The task: Looking at the records below, state how many lines include the string "better" and add nothing further.

Data records:
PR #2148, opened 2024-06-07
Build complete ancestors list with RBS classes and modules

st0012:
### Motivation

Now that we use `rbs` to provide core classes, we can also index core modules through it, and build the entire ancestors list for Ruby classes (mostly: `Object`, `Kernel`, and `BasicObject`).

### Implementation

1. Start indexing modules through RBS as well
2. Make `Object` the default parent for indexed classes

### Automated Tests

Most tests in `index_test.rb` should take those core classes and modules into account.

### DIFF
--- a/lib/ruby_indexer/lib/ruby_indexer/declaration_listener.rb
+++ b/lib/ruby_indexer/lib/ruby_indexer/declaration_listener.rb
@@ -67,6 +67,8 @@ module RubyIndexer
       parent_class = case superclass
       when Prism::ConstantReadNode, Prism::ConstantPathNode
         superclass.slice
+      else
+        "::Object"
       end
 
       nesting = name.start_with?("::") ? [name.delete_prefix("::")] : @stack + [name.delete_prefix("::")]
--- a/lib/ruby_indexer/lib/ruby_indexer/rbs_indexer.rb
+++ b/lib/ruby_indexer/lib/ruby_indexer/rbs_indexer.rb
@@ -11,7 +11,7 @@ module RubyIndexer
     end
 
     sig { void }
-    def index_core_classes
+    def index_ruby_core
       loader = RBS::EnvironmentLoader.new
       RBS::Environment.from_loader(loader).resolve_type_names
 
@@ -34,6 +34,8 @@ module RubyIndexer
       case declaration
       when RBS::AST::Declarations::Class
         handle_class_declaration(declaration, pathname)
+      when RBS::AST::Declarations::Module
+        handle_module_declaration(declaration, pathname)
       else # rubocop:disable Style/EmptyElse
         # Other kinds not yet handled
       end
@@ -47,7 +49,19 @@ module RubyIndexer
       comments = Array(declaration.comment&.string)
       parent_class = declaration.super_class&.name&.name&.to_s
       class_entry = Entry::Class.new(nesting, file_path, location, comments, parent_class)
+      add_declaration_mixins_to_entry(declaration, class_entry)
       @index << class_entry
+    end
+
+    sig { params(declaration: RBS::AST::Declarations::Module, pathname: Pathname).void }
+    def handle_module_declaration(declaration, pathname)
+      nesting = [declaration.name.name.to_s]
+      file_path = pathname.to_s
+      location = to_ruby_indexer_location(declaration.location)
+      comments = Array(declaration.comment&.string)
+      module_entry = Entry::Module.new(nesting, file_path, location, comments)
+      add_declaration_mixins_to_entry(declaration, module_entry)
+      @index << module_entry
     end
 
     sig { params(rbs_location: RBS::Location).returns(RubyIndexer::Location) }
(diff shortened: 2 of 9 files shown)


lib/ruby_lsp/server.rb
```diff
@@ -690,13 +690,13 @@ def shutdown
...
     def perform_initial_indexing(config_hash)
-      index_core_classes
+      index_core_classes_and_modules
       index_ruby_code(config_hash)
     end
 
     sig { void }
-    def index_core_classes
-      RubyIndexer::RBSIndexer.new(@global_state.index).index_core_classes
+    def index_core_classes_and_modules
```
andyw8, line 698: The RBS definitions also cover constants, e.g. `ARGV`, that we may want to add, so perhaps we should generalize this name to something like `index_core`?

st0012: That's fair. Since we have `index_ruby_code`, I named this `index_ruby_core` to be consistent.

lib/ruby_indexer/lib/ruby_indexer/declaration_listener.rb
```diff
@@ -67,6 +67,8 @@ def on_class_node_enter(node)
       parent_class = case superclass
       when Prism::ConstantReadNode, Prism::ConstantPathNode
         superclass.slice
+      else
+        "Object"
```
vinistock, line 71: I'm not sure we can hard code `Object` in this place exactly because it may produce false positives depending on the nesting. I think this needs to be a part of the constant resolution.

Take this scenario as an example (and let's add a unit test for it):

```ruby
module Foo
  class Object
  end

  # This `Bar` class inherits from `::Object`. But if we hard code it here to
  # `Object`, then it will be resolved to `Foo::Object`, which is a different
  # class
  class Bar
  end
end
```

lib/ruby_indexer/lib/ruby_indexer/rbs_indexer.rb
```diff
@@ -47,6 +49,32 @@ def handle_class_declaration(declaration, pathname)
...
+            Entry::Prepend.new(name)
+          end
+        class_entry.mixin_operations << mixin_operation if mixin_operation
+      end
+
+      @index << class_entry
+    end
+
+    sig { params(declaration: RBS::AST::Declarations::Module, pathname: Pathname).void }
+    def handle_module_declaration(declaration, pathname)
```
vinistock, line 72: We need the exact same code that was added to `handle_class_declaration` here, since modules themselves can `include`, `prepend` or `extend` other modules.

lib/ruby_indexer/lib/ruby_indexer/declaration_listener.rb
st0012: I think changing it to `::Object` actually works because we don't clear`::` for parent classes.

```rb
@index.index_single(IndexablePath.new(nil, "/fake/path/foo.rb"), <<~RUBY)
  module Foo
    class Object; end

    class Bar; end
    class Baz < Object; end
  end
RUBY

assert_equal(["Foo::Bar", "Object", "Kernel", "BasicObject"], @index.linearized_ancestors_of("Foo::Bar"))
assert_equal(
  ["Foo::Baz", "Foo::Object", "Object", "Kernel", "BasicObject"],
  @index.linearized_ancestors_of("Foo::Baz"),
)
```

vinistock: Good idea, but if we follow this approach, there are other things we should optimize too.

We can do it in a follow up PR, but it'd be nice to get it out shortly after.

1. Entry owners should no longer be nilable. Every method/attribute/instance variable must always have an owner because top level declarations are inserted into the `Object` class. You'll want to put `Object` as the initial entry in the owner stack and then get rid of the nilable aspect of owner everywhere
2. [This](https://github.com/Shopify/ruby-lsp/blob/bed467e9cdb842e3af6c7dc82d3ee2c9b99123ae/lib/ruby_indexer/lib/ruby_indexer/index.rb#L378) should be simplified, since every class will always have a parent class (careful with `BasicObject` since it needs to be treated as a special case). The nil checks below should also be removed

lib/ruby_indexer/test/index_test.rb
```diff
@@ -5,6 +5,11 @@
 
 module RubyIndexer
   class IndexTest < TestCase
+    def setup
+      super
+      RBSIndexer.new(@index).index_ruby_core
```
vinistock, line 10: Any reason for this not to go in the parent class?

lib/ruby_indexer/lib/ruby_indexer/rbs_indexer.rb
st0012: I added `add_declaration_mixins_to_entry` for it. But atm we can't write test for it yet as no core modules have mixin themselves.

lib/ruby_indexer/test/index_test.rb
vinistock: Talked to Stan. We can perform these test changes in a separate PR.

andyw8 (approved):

...

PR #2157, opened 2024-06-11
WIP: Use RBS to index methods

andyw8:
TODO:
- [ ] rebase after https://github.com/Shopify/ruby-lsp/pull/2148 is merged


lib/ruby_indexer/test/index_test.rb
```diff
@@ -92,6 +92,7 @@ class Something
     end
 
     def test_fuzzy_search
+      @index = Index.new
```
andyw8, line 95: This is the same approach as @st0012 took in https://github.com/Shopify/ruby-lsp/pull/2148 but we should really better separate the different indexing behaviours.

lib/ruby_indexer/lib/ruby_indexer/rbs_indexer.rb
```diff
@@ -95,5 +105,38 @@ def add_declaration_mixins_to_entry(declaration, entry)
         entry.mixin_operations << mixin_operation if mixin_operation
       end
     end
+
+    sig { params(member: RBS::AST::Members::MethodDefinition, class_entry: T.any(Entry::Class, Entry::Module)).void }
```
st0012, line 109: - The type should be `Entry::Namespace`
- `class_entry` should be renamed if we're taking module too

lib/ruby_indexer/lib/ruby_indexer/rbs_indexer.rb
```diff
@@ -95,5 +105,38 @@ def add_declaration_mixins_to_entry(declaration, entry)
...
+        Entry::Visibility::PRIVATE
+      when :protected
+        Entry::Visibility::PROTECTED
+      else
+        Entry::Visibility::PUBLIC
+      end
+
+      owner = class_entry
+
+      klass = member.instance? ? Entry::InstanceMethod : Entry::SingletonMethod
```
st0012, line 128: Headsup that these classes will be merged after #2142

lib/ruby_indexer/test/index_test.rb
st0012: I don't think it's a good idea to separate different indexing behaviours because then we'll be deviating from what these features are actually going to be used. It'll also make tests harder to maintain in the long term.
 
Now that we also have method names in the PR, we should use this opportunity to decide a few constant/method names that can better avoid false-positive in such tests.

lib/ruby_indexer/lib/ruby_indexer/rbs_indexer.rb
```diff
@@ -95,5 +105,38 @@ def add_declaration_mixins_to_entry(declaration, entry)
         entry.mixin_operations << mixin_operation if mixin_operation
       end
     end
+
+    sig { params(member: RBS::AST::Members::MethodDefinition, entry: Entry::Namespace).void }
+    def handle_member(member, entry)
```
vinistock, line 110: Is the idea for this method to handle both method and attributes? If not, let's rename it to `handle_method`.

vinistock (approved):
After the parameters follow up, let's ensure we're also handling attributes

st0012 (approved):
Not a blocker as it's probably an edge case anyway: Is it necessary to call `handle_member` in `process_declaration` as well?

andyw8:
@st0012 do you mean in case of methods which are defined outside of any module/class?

Expected answer: 2